Thursday, January 9, 2020

Our Salem Visioning May be Limited by Autoism and our Busy Streets

The City and consultant team have published a long summary of the fall visioning exercises.

I think they are too zoomed out to be really useful, but as a kind of snapshot, maybe they tell us some things.

These neighborhood hubs sure cluster along our major arterials
And one of the things they disclose is that we are still limited by autoist patterns and major arterials.

Three of the stickers for the mapping charette.
Is the bump from 200 to 330 homes actually enough for a hub?
The neighborhood hub is supposed to be "mostly single family homes with neighborhood scale business," yet the pins are mainly clustered along our major arterial streets.

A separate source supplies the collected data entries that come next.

Issue #83884, opened 2020-03-31
Consider building unfreeRedistributable Packages


mkg20001:
Per definition those packages are redistributable without any legal problems (or at least should be, otherwise I feel like the license is wrongly described)

So we could build those as well, because there doesn't seem to be a reason not to

mkg20001:
The required change would be probably this one

```
nixpkgs.config.allowUnfreePredicate = (x: if x ? meta.license then x.meta.license.shortName == "unfreeRedistributable" else false);
```

mkg20001:
Still not resolved

domenkozar:
As per https://github.com/NixOS/nixpkgs/issues/15162 we might actually also want to whitelist what drivers to install into an ISO.

petrosagg:
I hit the same problem today after getting the package for `materialize` which is BSL licensed merged. The software license "grants you the right to copy, modify, create derivative works, redistribute, and make non-production use of the Licensed Work." so it should be perfectly fine to build and distribute binaries through Hydra.

I'd like to help resolve this problem, is the direction set forth in this issue and #97789 still the way to go here?

mkg20001:
I think so, I'm just not sure which way to implement the flag to enable it (ref https://github.com/NixOS/nixpkgs/pull/97789#issuecomment-691194274)

K900:
Any updates here?

mkg20001:
Redistributable is now a thing

```
nix-repl> lib.licenses.free
{ deprecated = false; free = true; fullName = "Unspecified free software license"; redistributable = true; shortName = "free"; }

nix-repl> lib.licenses.free.redistributable
true
```

Hydra building and caching redistributable unfree things is still pending

mkg20001:
The quick fix for hydra would be this:

```
nixpkgs.config.allowUnfreePredicate = (x: if x ? meta.license then x.meta.license.redistributable else false);
```

It only checks redistributable but this is true automatically for all free licenses and being redistributable is all that matters in the case of hydra builds, I suppose.

K900:
Is anything preventing us from making that change on Hydra, like, now?

mkg20001:
Not really, it could just be done

grahamc:
We'd need sign-off from the NixOS Foundation which is responsible for supporting the infrastructure, and might have ethical objections. One concern they've raised is NixOS should be fully usable without any unfree software, and allowing it in Hydra could make NixOS an inadvertently unfree Linux distribution.

[...]

PR #316431, opened 2024-06-01
 tigerjython: init at 2.39

rcmlz:
## Description of changes

Adding new package TigerJython https://tigerjython.ch/

TigerJython offers everything you need to go from programming beginner to professional. You will find a wide variety of tutorials and can get started right away in programming environments specially developed for you. 

TigerJython runs on the Java Virtual Machine (JVM), although we also offer the browser-based online solution [WebTigerJython](https://webtigerjython.ethz.ch) and [WebTigerPython](https://webtigerpython.ethz.ch). The design and development of TigerJython follow the guidelines of simplicity, understandability, and—naturally—Python's battery included philosophy with an extensive set of libraries.

## Things done

Taking the existing .tar.gz file from https://tigerjython.ch/en/products/download wrapping it to run the .jar file using the current stable JRE.

There are no dependencies introduced - just wrapping a jar for convenience.

I run ```nix-build -A tigerjython``` and then ```/nix/store/...-tigerjython-2.39/bin/tigerjython``` successfully.

### DIFF
--- a/pkgs/by-name/ti/tigerjython/package.nix
+++ b/pkgs/by-name/ti/tigerjython/package.nix
@@ -1,0 +1,99 @@
+{
+  stdenvNoCC,
+  lib,
+  fetchurl,
+  makeWrapper,
+  makeDesktopItem,
+  copyDesktopItems,
+  jre,
+}:
+let
+  icon = fetchurl {
+    # In case tigerjython/tjinstall becomes unavailable, use this url - see comment for src in MkDerivation
+    #url = "https://web.archive.org/web/20240623120114/https://raw.githubusercontent.com/tigerjython/tjinstall/master/tjlogo64.png";
+    url = "https://raw.githubusercontent.com/tigerjython/tjinstall/611c56d4e765731883656a5c4b71209d72b5ab74/tjlogo64.png";
+    hash = "sha256-tw3uDWLtcMHYmN6JGsEvVKLgI09v5DF27V2+OF9Z5tA=";
+  };
+in
+stdenvNoCC.mkDerivation (finalAttrs: {
+  pname = "tigerjython";
+
+  # UPDATE instructions
+  #
+  # We cache potentially unstable upstream input (.tar.gz file) via https://web.archive.org - this is a common procedure in Nixpkgs.
+  #
+  # - Open https://tigerjython.ch/en/products/download and identify the new version string for "TigerJython IDE for Linux"
+  version = "2.39";
+
+  # - and copy download link (most likely https://tigerjython.ch/user/pages/download/TigerJython.tar.gz) to clipboard.
+  # - Open http://web.archive.org and paste download link from clipboard into "Save Page Now" field and hit the "Save Page" button.
+  # - Unselect "Save Error Pages" and hit "Save Page" again.
+  # - Wait for the archive link to be generated and copy it to the url field - adjust hash accordingly.
+  src = fetchurl {
+    url = "http://web.archive.org/web/20240119124245/https://tigerjython.ch/user/pages/download/TigerJython.tar.gz";
+    hash = "sha256-PdoAOjr19aLmXYrLtMCq/tZ2Fqq7pINTuhFyMMiC0yM=";
+  };
+
+  nativeBuildInputs = [
+    makeWrapper
+    copyDesktopItems
+  ];
+
+  desktopItems = [
+    (makeDesktopItem {
+      name = "TigerJython";
+      desktopName = "TigerJython";
+      comment = "The Python IDE for beginners";
+      type = "Application";
+      categories = [ "Education" ];
+      terminal = false;
+      startupNotify = false;
+      exec = "tigerjython";
+      icon = "tigerjython";
+      mimeTypes = [ "text/x-python" ];
+    })
+  ];
+
+  dontConfigure = true;
+  dontBuild = true;
+
+  installPhase = ''
+    runHook preInstall
+
+    export CUSTOM_LIBS=$out/share/java
+    export JAR=$CUSTOM_LIBS/tigerjython2.jar
+    export EXAMPLES_DIR=$CUSTOM_LIBS/Examples
+
+    install -Dm444 bin/tigerjython2.jar $JAR
+    install -Dm444 bin/Lib/* --target-directory=$CUSTOM_LIBS
+    install -Dm444 bin/TestSamples/* --target-directory=$EXAMPLES_DIR
+
+    makeWrapper ${jre}/bin/java $out/bin/tigerjython \
+      --add-flags "-Duser.dir=$CUSTOM_LIBS/" \
+      --add-flags "-Xmx512M" \
+      --add-flags "-jar $JAR" \
+      --set _JAVA_OPTIONS '-Dawt.useSystemAAFontSettings=lcd'
+
+    runHook postInstall
+  '';
+
+  postInstall = ''
+    install -Dm444 ${icon} $out/share/icons/hicolor/64x64/apps/tigerjython.png
+  '';
+
+  meta = {
+    homepage = "https://www.tigerjython.ch";
+    downloadPage = "https://tigerjython.ch/en/products/download";
+    description = "Simple development environment for programming in Python";
+    longDescription = ''
+      Designing, coding, and amazing. TigerJython offers everything you need
+      to go from Python programming beginner to professional.
+      You will find a wide variety of tutorials and can get started right away
+      in programming environments specially developed for you.
+    '';
+    license = lib.licenses.unfreeRedistributable;
+    maintainers = with lib.maintainers; [ rcmlz ];
+    platforms = lib.platforms.all;
+    mainProgram = "tigerjython";
+  };
+})
--- a/maintainers/maintainer-list.nix
+++ b/maintainers/maintainer-list.nix
@@ -16839,6 +16839,12 @@
     githubId = 52847440;
     name = "Ryan Burns";
   };
+  rcmlz = {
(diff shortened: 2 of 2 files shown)


Noodlez1232:
Result of `nixpkgs-review pr 316431` run on x86_64-linux [1](https://github.com/Mic92/nixpkgs-review)
<details>
  <summary>1 package failed to build:</summary>
  <ul>
    <li>tigerjython</li>
  </ul>
</details>

Noodlez1232:
The failure here was a hash mismatch. Probably the solution here is to update the hash in the source for TigerJython.tar and for the tjlogo64.png files.

pkgs/by-name/ti/tigerjython/package.nix
```diff
@@ -0,0 +1,88 @@
...
+in
+
+stdenv.mkDerivation (finalAttrs: {
+  pname = "tigerjython";
+  version = "2.39";
+
+  src = fetchurl {
+    url = "https://tigerjython.ch/user/pages/download/TigerJython.tar.gz";
+    hash = "sha256-rfksd3faLHaXS79PvbQEYLdVaO5/6/4Ytp23amya5zI=";
+  };
```
TomaSajt, line 25: Hey, thanks for taking your time to contribute!

I don't think a package having an unstable download link would be accepted inside nixpkgs. Once the website updates to a later version of the package, that will be fetched instead, leading to some hash mismatch errors.
If there is a way to download specific versions, then great, please do that. Otherwise, I don't know what can be done.

TomaSajt:
I realized that this problem is not that uncommon across nixpkgs,
and a good solution I found was using http://web.archive.org/ to cache a download link.


I did that here: http://web.archive.org/web/20240119124245/https://tigerjython.ch/user/pages/download/TigerJython.tar.gz

You'll have to generate another snapshot when there's a new release, but this is much easier to maintain than a custom git repo.

emilazy:
web.archive.org is used extensively throughout the tree (112 files in `pkgs/` matching it), and doesn’t carry as many of the supply chain security risks as using a binary from an unreviewed maintainer‐controlled source. The Internet Archive regularly serves files of far greater size than that through their collections, and you can mark this package as `unfreeRedistributable` ([“Any such service or product may be shared and distributed freely, provided the TJ Group is identified as the original copyright holder.”](https://tigerjython.ch/en/legal/terms)) to get nixos.org to cache it, so I think that’s a far preferable solution.

TomaSajt:
> and you can mark this package as `unfreeRedistributable` ([“Any such service or product may be shared and distributed freely, provided the TJ Group is identified as the original copyright holder.”](https://tigerjython.ch/en/legal/terms)) to get nixos.org to cache it, so I think that’s a far preferable solution.

AFAICT unfreeRedistributable packages are not built on hydra...
https://github.com/NixOS/nixpkgs/issues/83884

emilazy:
Sorry, you’re right; I got my wires crossed. Won’t tarballs.nixos.org still cache the source derivation though? I admit I haven’t spent much time working with non‐free packages, so I could be totally wrong here. In any case I’m pretty sure the Internet Archive can take the load.

TomaSajt (changes requested):
I've requested some changes.

Also, could you squash your commits into 2 commits?
- one for adding yourself as a maintainer
- and one for adding the package itself

https://github.com/NixOS/nixpkgs/blob/master/CONTRIBUTING.md#commit-conventions
https://github.com/NixOS/nixpkgs/blob/master/pkgs/README.md#commit-conventions

TomaSajt:
> Thank you. I incorporated the change requests. Can you give me a hint how I can squash the 3 commits into 2?

You can run `git reset HEAD~3` to undo the last 3 commits, but keep the changes. You can then create the two commits from there.
Follow the commit conventions I linked previously.

pkgs/by-name/ti/tigerjython/package.nix
```diff
@@ -0,0 +1,87 @@
...
+  '';
+
+  postInstall = ''
+    install -Dm444 ${icon} $out/share/icons/hicolor/64x64/apps/tigerjython.png
+  '';
+
+  # Tests need a DISPLAY
+  doCheck = false;
+
+  meta = with lib; {
```
vigress8, line 72:
```suggestion
  meta = {
```
Generally better to keep usage of `with` to a minimum

pkgs/by-name/ti/tigerjython/package.nix
```diff
@@ -0,0 +1,87 @@
...
+    description = "Simple development environment for programming in Python";
+    longDescription = ''
+      Designing, coding, and amazing. TigerJython offers everything you need
+      to go from Python programming beginner to professional.
+      You will find a wide variety of tutorials and can get started right away
+      in programming environments specially developed for you.
+    '';
+    license = licenses.unfreeRedistributable;
+    maintainers = with maintainers; [ rcmlz ];
+    platforms = platforms.all;
```
vigress8, line 84:
```suggestion
    license = lib.licenses.unfreeRedistributable;
    maintainers = with lib.maintainers; [ rcmlz ];
    platforms = lib.platforms.all;
```

ghost (changes requested):
Per https://github.com/NixOS/rfcs/pull/166, format the file with
```
nix run nixpkgs#nixfmt-rfc-style -- pkgs/by-name/ti/tigerjython/package.nix
```

vigress8:
Since updating this seems somewhat cumbersome, I wonder if an updateScript could be written to handle it.

vigress8:
> My current view is that the risk of failures in webscraping is higher than the effort of a yearly (before Autumn term) manual update.

Fair enough, it's not quite fit for automation. But perhaps a script meant to run manually, and the result checked by a human, would be useful.

ghost (approved):

pkgs/by-name/ti/tigerjython/package.nix
```diff
@@ -0,0 +1,97 @@
...
+}:
+let
+  icon = fetchurl {
+    # In case tigerjython/tjinstall becomes unavailable, use this url - see comment for src in MkDerivation
+    #url = "https://web.archive.org/web/20240623120114/https://raw.githubusercontent.com/tigerjython/tjinstall/master/tjlogo64.png";
+    url = "https://raw.githubusercontent.com/tigerjython/tjinstall/611c56d4e765731883656a5c4b71209d72b5ab74/tjlogo64.png";
+    hash = "sha256-tw3uDWLtcMHYmN6JGsEvVKLgI09v5DF27V2+OF9Z5tA=";
+  };
+in
+stdenv.mkDerivation (finalAttrs: {
```
TomaSajt, line 18:
```suggestion
stdenvNoCC.mkDerivation (finalAttrs: {
```
Doing this removes the C/C++ toolchain from being available in the build environment.
This *might* prevent some unnecessary rebuilds.
However, usually, if `gcc` changes, almost everything else gets rebuilt, so this probably doesn't help that much.

pkgs/by-name/ti/tigerjython/package.nix
```diff
@@ -0,0 +1,97 @@
...
+      desktopName = "TigerJython";
+      comment = "The Python IDE for beginners";
+      categories = [ "Education" ];
+    })
+  ];
+
+  dontConfigure = true;
+  dontBuild = true;
+  # Tests need a DISPLAY
+  doCheck = false;
```
TomaSajt, line 56:
```suggestion
```

What was the original reason behind adding `doCheck = false`?
`doCheck` is false by default if you use `mkDerivation`, and there are no tests to be run anyway...

pkgs/by-name/ti/tigerjython/package.nix
```diff
@@ -0,0 +1,97 @@
...
+
+    runHook postInstall
+  '';
+
+  postInstall = ''
+    install -Dm444 ${icon} $out/share/icons/hicolor/64x64/apps/tigerjython.png
+  '';
+
+  meta = {
+    homepage = "https://www.tigerjython.com";
```
TomaSajt, line 83:
```suggestion
    homepage = "https://www.tigerjython.ch";
```

Might be better to always use the same TLD. `.com`, `.de` and `.ch` all seem to point to the same site.

TomaSajt (changes requested):
The PR looks pretty complete now, though I still have some small suggestions.

TomaSajt:
Also I'm a bit concerned about the long download times.
If someone used `nix-collect-garbage`, the tarball would probably get cleared out, since it's a build-time only dependency. Then, if the package needed to be rebuilt, it would need to fetch the tarball again, which is painfully long.
Let's hope whoever uses this package uses the stable branches, where things don't get rebuilt so often.

*It might be possible to hack together something where we symlink the tarball's files instead of copying them into the main package. This way they should not get cleared. What do you think, is it worth trying?*

TomaSajt:
I've though about the download speed a bit more and I think it's fine as it is for now.

If someone has an issue with long download times when rebuilding, we can ask them to just manually download the tar.gz file and do `(tigerjython.overrideAttrs { src = ./TigerJython.tar.gz; })`

TomaSajt (approved):
LGTM for the most part.
If some issue comes up in the future, we can fix it then.

JohnRTitor:
Result of `nixpkgs-review pr 316431` run on x86_64-linux [1](https://github.com/Mic92/nixpkgs-review)
<details>
  <ul>
    <li>tigerjython</li>
  </ul>
</details>

emilazy (approved):
I’m sorry this stalled out. I couldn’t merge things back when I left my original comments but I can now. This looks good to me and I’m happy to add it as‐is. Thank you for your contribution!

At least as I read the "hub" concept, it is supposed to be more deeply embedded in residential areas, maybe on a cross street with a collector, or at a park, but more "corner-store" than "big box and parking lot."

So I read this pattern of pin placement as evidence of a disconnect.

Another potential disconnect is in the profligate way we throw around a desire for more open space and avoid more development. Did Salemites place a pin at every undeveloped lot in the city?

Do we really need this much more open space?
The more open space we have, the less likely useful things will be spaced at walkable distances. Open space is generally conceived under autoist logic and is too often understood as something to which we drive.

Glancing at the pin and sticker summaries, I see too much of mid-century autoism and see a lack of ingredients for something really interesting.

The City and consultant team will zoom in and sift the wheat from the chaff. What is popular is sometimes wrong or unusable, and the yield of genuinely useful ideas will be a smaller proportion of the total spitballing. It will be interesting to see how the team filters all this.

The City's also announced Open Houses for mid-March. There will be more to say as these approach and more concepts are published.

2 comments:

Susann Kaltwasser said...

I went to one of the City's open houses and did the sticker game. Then I invited them to come to my neighborhood association and they did the same sticker game. What struck me was how different the two efforts came out. How you would reconcile these two different preferences will be interesting. But bottom line, development will happen based on the desires of property owners and not the desires of 'planners.' We have yet to devise rules that are not overturned almost immediately, so .....

Salem Breakfast on Bikes said...

Maybe as the project team publish more analysis or begin to float draft concepts they will discuss some of the differences by fora and media. Probably there are demographic skews. That you discerned such a difference between the open house and neighborhood association is interesting and possibly significant!